(Saved data entries)
§ §

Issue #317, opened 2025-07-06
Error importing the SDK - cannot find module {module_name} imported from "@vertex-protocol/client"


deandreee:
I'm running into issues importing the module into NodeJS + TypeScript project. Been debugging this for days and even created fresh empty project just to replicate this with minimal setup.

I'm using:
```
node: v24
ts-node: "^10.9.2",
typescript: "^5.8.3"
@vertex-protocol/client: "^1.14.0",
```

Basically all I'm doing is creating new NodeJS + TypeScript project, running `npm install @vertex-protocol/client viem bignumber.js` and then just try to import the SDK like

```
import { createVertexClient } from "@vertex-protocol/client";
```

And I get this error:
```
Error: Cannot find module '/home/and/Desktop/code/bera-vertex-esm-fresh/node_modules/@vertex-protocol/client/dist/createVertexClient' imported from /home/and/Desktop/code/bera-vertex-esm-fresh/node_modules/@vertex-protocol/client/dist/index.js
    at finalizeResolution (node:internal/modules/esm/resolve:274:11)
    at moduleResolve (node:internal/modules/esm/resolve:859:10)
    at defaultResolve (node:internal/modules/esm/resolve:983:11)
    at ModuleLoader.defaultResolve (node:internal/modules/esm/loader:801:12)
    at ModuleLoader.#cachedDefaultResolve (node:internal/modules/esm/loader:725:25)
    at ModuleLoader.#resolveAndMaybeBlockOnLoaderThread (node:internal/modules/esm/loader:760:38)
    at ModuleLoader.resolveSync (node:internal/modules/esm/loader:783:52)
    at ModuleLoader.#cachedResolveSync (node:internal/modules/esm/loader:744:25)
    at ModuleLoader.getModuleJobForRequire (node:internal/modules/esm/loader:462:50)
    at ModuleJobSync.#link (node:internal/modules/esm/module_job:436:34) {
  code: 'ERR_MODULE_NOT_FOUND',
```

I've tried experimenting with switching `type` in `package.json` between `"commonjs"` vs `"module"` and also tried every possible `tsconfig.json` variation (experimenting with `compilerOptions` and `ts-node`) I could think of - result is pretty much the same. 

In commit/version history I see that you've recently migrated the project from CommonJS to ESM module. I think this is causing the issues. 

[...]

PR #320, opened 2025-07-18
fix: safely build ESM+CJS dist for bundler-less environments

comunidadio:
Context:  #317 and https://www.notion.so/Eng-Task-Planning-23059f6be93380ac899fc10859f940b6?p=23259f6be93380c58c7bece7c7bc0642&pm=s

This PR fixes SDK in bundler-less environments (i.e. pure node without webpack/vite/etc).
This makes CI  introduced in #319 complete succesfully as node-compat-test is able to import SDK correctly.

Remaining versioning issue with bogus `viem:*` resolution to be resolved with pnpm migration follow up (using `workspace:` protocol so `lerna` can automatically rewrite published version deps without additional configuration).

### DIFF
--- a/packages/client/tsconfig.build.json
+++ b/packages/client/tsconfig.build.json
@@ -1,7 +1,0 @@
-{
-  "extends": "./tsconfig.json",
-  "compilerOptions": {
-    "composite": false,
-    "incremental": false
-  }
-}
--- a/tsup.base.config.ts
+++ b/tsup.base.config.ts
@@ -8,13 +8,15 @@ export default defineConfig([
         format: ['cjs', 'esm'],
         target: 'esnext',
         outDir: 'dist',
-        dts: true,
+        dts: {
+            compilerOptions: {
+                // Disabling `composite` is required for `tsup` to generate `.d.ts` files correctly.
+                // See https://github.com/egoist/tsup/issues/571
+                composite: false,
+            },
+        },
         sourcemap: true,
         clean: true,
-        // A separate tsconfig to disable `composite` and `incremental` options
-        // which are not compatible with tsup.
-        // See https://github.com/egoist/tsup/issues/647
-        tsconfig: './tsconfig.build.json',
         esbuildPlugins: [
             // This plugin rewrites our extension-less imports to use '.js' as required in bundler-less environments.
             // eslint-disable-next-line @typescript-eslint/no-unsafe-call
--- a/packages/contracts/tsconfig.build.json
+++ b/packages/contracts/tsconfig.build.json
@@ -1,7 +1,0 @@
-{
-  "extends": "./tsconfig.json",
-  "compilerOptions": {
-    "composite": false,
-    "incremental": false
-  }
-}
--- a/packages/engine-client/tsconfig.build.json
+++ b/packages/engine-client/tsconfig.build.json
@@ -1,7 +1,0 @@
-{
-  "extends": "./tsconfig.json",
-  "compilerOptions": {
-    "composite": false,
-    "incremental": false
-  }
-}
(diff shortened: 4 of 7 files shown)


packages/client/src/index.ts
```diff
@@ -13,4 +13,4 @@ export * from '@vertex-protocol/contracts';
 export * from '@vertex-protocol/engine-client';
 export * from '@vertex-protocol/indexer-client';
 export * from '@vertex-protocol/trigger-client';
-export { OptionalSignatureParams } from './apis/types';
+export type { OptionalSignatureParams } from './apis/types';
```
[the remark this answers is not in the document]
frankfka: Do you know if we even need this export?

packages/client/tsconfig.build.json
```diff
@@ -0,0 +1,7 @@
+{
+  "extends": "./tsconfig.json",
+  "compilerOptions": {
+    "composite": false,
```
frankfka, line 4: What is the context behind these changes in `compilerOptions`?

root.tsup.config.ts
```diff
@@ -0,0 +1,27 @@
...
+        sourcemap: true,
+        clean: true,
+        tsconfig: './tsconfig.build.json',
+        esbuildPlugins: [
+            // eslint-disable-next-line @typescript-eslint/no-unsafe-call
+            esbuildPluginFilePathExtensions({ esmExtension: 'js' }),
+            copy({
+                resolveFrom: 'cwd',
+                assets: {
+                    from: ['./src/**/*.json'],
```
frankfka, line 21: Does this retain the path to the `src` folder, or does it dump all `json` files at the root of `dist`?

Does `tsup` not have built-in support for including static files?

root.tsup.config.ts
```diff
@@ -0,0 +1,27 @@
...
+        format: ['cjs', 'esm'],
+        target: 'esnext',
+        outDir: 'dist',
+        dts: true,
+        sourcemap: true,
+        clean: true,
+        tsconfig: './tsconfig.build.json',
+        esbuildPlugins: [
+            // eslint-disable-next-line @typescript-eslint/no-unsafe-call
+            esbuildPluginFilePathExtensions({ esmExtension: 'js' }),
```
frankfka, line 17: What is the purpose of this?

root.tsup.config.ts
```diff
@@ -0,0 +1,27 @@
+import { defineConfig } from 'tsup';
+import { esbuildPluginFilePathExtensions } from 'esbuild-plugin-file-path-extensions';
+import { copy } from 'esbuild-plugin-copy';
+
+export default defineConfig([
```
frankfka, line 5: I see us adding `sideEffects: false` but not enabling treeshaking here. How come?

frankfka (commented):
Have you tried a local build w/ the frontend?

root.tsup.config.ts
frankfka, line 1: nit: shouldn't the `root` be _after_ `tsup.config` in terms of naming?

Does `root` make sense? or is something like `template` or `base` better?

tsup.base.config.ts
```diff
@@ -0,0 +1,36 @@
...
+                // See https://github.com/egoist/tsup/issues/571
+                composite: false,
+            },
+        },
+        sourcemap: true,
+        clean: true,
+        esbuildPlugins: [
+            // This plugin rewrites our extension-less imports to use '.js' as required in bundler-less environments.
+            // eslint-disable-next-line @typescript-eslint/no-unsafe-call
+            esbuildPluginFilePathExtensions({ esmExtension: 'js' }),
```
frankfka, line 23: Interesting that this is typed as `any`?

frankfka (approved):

§ §

Activity: Your task is to output the full set of records exactly as presented.

Solution:
Issue #317, opened 2025-07-06
Error importing the SDK - cannot find module {module_name} imported from "@vertex-protocol/client"


deandreee:
I'm running into issues importing the module into NodeJS + TypeScript project. Been debugging this for days and even created fresh empty project just to replicate this with minimal setup.

I'm using:
```
node: v24
ts-node: "^10.9.2",
typescript: "^5.8.3"
@vertex-protocol/client: "^1.14.0",
```

Basically all I'm doing is creating new NodeJS + TypeScript project, running `npm install @vertex-protocol/client viem bignumber.js` and then just try to import the SDK like

```
import { createVertexClient } from "@vertex-protocol/client";
```

And I get this error:
```
Error: Cannot find module '/home/and/Desktop/code/bera-vertex-esm-fresh/node_modules/@vertex-protocol/client/dist/createVertexClient' imported from /home/and/Desktop/code/bera-vertex-esm-fresh/node_modules/@vertex-protocol/client/dist/index.js
    at finalizeResolution (node:internal/modules/esm/resolve:274:11)
    at moduleResolve (node:internal/modules/esm/resolve:859:10)
    at defaultResolve (node:internal/modules/esm/resolve:983:11)
    at ModuleLoader.defaultResolve (node:internal/modules/esm/loader:801:12)
    at ModuleLoader.#cachedDefaultResolve (node:internal/modules/esm/loader:725:25)
    at ModuleLoader.#resolveAndMaybeBlockOnLoaderThread (node:internal/modules/esm/loader:760:38)
    at ModuleLoader.resolveSync (node:internal/modules/esm/loader:783:52)
    at ModuleLoader.#cachedResolveSync (node:internal/modules/esm/loader:744:25)
    at ModuleLoader.getModuleJobForRequire (node:internal/modules/esm/loader:462:50)
    at ModuleJobSync.#link (node:internal/modules/esm/module_job:436:34) {
  code: 'ERR_MODULE_NOT_FOUND',
```

I've tried experimenting with switching `type` in `package.json` between `"commonjs"` vs `"module"` and also tried every possible `tsconfig.json` variation (experimenting with `compilerOptions` and `ts-node`) I could think of - result is pretty much the same. 

In commit/version history I see that you've recently migrated the project from CommonJS to ESM module. I think this is causing the issues. 

[...]

PR #320, opened 2025-07-18
fix: safely build ESM+CJS dist for bundler-less environments

comunidadio:
Context:  #317 and https://www.notion.so/Eng-Task-Planning-23059f6be93380ac899fc10859f940b6?p=23259f6be93380c58c7bece7c7bc0642&pm=s

This PR fixes SDK in bundler-less environments (i.e. pure node without webpack/vite/etc).
This makes CI  introduced in #319 complete succesfully as node-compat-test is able to import SDK correctly.

Remaining versioning issue with bogus `viem:*` resolution to be resolved with pnpm migration follow up (using `workspace:` protocol so `lerna` can automatically rewrite published version deps without additional configuration).

### DIFF
--- a/packages/client/tsconfig.build.json
+++ b/packages/client/tsconfig.build.json
@@ -1,7 +1,0 @@
-{
-  "extends": "./tsconfig.json",
-  "compilerOptions": {
-    "composite": false,
-    "incremental": false
-  }
-}
--- a/tsup.base.config.ts
+++ b/tsup.base.config.ts
@@ -8,13 +8,15 @@ export default defineConfig([
         format: ['cjs', 'esm'],
         target: 'esnext',
         outDir: 'dist',
-        dts: true,
+        dts: {
+            compilerOptions: {
+                // Disabling `composite` is required for `tsup` to generate `.d.ts` files correctly.
+                // See https://github.com/egoist/tsup/issues/571
+                composite: false,
+            },
+        },
         sourcemap: true,
         clean: true,
-        // A separate tsconfig to disable `composite` and `incremental` options
-        // which are not compatible with tsup.
-        // See https://github.com/egoist/tsup/issues/647
-        tsconfig: './tsconfig.build.json',
         esbuildPlugins: [
             // This plugin rewrites our extension-less imports to use '.js' as required in bundler-less environments.
             // eslint-disable-next-line @typescript-eslint/no-unsafe-call
--- a/packages/contracts/tsconfig.build.json
+++ b/packages/contracts/tsconfig.build.json
@@ -1,7 +1,0 @@
-{
-  "extends": "./tsconfig.json",
-  "compilerOptions": {
-    "composite": false,
-    "incremental": false
-  }
-}
--- a/packages/engine-client/tsconfig.build.json
+++ b/packages/engine-client/tsconfig.build.json
@@ -1,7 +1,0 @@
-{
-  "extends": "./tsconfig.json",
-  "compilerOptions": {
-    "composite": false,
-    "incremental": false
-  }
-}
(diff shortened: 4 of 7 files shown)


packages/client/src/index.ts
```diff
@@ -13,4 +13,4 @@ export * from '@vertex-protocol/contracts';
 export * from '@vertex-protocol/engine-client';
 export * from '@vertex-protocol/indexer-client';
 export * from '@vertex-protocol/trigger-client';
-export { OptionalSignatureParams } from './apis/types';
+export type { OptionalSignatureParams } from './apis/types';
```
[the remark this answers is not in the document]
frankfka: Do you know if we even need this export?

packages/client/tsconfig.build.json
```diff
@@ -0,0 +1,7 @@
+{
+  "extends": "./tsconfig.json",
+  "compilerOptions": {
+    "composite": false,
```
frankfka, line 4: What is the context behind these changes in `compilerOptions`?

root.tsup.config.ts
```diff
@@ -0,0 +1,27 @@
...
+        sourcemap: true,
+        clean: true,
+        tsconfig: './tsconfig.build.json',
+        esbuildPlugins: [
+            // eslint-disable-next-line @typescript-eslint/no-unsafe-call
+            esbuildPluginFilePathExtensions({ esmExtension: 'js' }),
+            copy({
+                resolveFrom: 'cwd',
+                assets: {
+                    from: ['./src/**/*.json'],
```
frankfka, line 21: Does this retain the path to the `src` folder, or does it dump all `json` files at the root of `dist`?

Does `tsup` not have built-in support for including static files?

root.tsup.config.ts
```diff
@@ -0,0 +1,27 @@
...
+        format: ['cjs', 'esm'],
+        target: 'esnext',
+        outDir: 'dist',
+        dts: true,
+        sourcemap: true,
+        clean: true,
+        tsconfig: './tsconfig.build.json',
+        esbuildPlugins: [
+            // eslint-disable-next-line @typescript-eslint/no-unsafe-call
+            esbuildPluginFilePathExtensions({ esmExtension: 'js' }),
```
frankfka, line 17: What is the purpose of this?

root.tsup.config.ts
```diff
@@ -0,0 +1,27 @@
+import { defineConfig } from 'tsup';
+import { esbuildPluginFilePathExtensions } from 'esbuild-plugin-file-path-extensions';
+import { copy } from 'esbuild-plugin-copy';
+
+export default defineConfig([
```
frankfka, line 5: I see us adding `sideEffects: false` but not enabling treeshaking here. How come?

frankfka (commented):
Have you tried a local build w/ the frontend?

root.tsup.config.ts
frankfka, line 1: nit: shouldn't the `root` be _after_ `tsup.config` in terms of naming?

Does `root` make sense? or is something like `template` or `base` better?

tsup.base.config.ts
```diff
@@ -0,0 +1,36 @@
...
+                // See https://github.com/egoist/tsup/issues/571
+                composite: false,
+            },
+        },
+        sourcemap: true,
+        clean: true,
+        esbuildPlugins: [
+            // This plugin rewrites our extension-less imports to use '.js' as required in bundler-less environments.
+            // eslint-disable-next-line @typescript-eslint/no-unsafe-call
+            esbuildPluginFilePathExtensions({ esmExtension: 'js' }),
```
frankfka, line 23: Interesting that this is typed as `any`?

frankfka (approved):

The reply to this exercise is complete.